Democracy and Islamic Law Do
not Mix, Iraqi Official Says
Since 04-11-06
By David Thibault
CNSNews.com Editor in Chief
April 10, 2006
http://www.cnsnews.com/ViewSpecialReports.asp?Page=/SpecialReports/archive/200604/SPE20060410a.html
(CNSNews.com) - Despite President Bush's insistence
that the Iraqi "people want there to be a democracy," a pro-American member of
Iraq's new parliament claims there is "no relationship between Islam and
democracy."
Islamic or "sharia" law has "nothing to do with democracy or human rights,"
according to Iyad Jamal Al-Din, and mixing Islam and democracy "is like mixing
Marxists and capitalists." Al-Din escaped Saddam Hussein's Iraqi regime in 1979
but returned and was elected to the Iraqi Parliament last Dec. 15. He addressed
an April 6 luncheon sponsored by the Middle East Media Research Institute.
Al-Din is an outspoken supporter of the U.S. military's presence in Iraq but is
critical of the new Iraqi Constitution, which he complained still relies too
heavily on religious principles. Al-Din favors a secularized form of government.
Iraqi Shi'ites, Sunnis and Kurds face a deadline of next month in establishing a
unity government, but already, there is talk that the deadline may have to be
extended.
While claiming to be "convinced we are making progress [in Iraq]," President
Bush is urging quick action on the formation of that unity government. I do urge
the folks on the ground to get that unity government in place so the Iraqi
people have confidence in their future," Bush said in Wheeling, W.Va., last
week.
Ibrahim al-Jafari, Iraq's interim prime minister, declared recently that "we
have to protect democracy in Iraq and it is democracy which should decide who
leads Iraq. We have to respect our Iraqi people."
The U.S. is opposed to al-Jafari remaining in his post, but Secretary of State
Condoleezza Rice told NBC News last week that she also was "confident because I
know that in the hearts of every human being ... there beats a desire for the
human dignity that comes with liberty, with democracy, with the ability to say
what you think and worship as you please and to educate your boys and your
girls."
But there are many skeptics, including Bruce Tefft, a former CIA employee and
Middle East expert who currently serves as the director of threat assessment for
CRA, a firm assisting federal, state and local officials to prevent terrorism
and manage emergencies.
"There's no way you can impose western culture and democracy and Judeo-Christian
ethics on a Muslim community to start with," Tefft told Cybercast News Service.
"The best that you can hope for is that they've got somebody in there that's not
a radical nut like the president of Iran, or Saddam Hussein, or something like
that."
Tefft said some Iraqi Shi'ites are cooperating with the U.S. in order to hasten
the withdrawal of American military forces. But the cooperation is "not because
they believe in democracy, because they don't," he said. Democracy is
"anti-Islam," Tefft added.
"No Muslim is in favor of anything the U.S. is going to do, except we did
conveniently remove Saddam Hussein, who was a nuisance to them and a burden to
them and an enemy to them," Tefft said. However, "that didn't make [Muslims] our
friends,"
Tefft believes it was wise to topple Saddam's regime because following the
U.S.-led invasion in 2003, "Iraq no longer had the capability to support
international terrorism or continue its WMD development programs." However, he
said, the American mission should have ended with regime change.
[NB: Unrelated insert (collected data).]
PR #283, opened 2017-12-30
Electron-156 (Updated Protocol Validation)

KiranNiranjan:
## Description
Updated the code not to encode the URL and to just validate the protocol before creating the browser window
 [JIRA-ticket](https://perzoinc.atlassian.net/browse/ELECTRON-156)

## Approach
- #### Problem with the code: URL was encoding context-specific delimiters 
- #### Fix: Removed the encoding part of the code


VishwasShashidhar:
lgtm 👍

PR #284, opened 2018-01-02
electron-258: fixes the pop out issue for meetings and supports undefined urls in case of new window events as per the html dom specs

VishwasShashidhar:
## Description
Currently, in the electron app, if we try to open a new window with an undefined / blank url passed (which is supported as per the html dom specs), we do not open a new window and instead try to open it as an external link per the below code. [JIRA-ticket](https://perzoinc.atlassian.net/browse/electron-258)

`if (disposition === 'new-window' && newWinHost === mainWinHost) {`

So, due to this a lot of meetings related behaviour is affected in the electron app.

More details & discussions are in the JIRA ticket above.

## Approach
- #### Problem with the code: For urls with "about:blank", we try to open it in an external app which fails on the OS side and we end up with not opening the link in either electron or an external app.
- #### Fix: We whitelist "about:blank" as part of the above mentioned if condition like below:

`if (disposition === 'new-window' && ((newWinHost === mainWinHost) || newWinUrl === 'about:blank'))`

## Learning
html dom specs allows us to open a window without any url (i.e. "about:blank:) https://www.w3schools.com/jsref/met_win_open.asp


VishwasShashidhar:

CC: @lneir @KiranNiranjan

js/windowMgr.js
```diff
@@ -320,7 +320,7 @@ function doCreateMainWindow(initialUrl, initialBounds) {
 
         // only allow window.open to succeed is if coming from same hsot,
         // otherwise open in default browser.
-        if (disposition === 'new-window' && newWinHost === mainWinHost) {
+        if (disposition === 'new-window' && ((newWinHost === mainWinHost) || newWinUrl === 'about:blank')) {
```
VikasShashidhar: I would rather this is stored in a variable and that checked here instead of hardcoding it.

VishwasShashidhar: Done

"Where Bush fell down was when he went into nation building," Tefft said. It was
"the State Department and Washington bureaucracy that kind of sucked him into
it."
Last October, Al-Din decried the "bloodthirsty interpretation" of Islam by
radical Muslims in Iraq. In a separate media appearance a few months earlier,
Al-Din criticized "the terrified and self-defeated Arab states [that] fear the
establishment of a democratic regime in Iraq."
Those Arab states, he said, "would prefer a stupid and reckless dictator like
Saddam to a democratic regime in Iraq, because the epidemic of democracy and the
winds of freedom will reach them, whether they like it or not."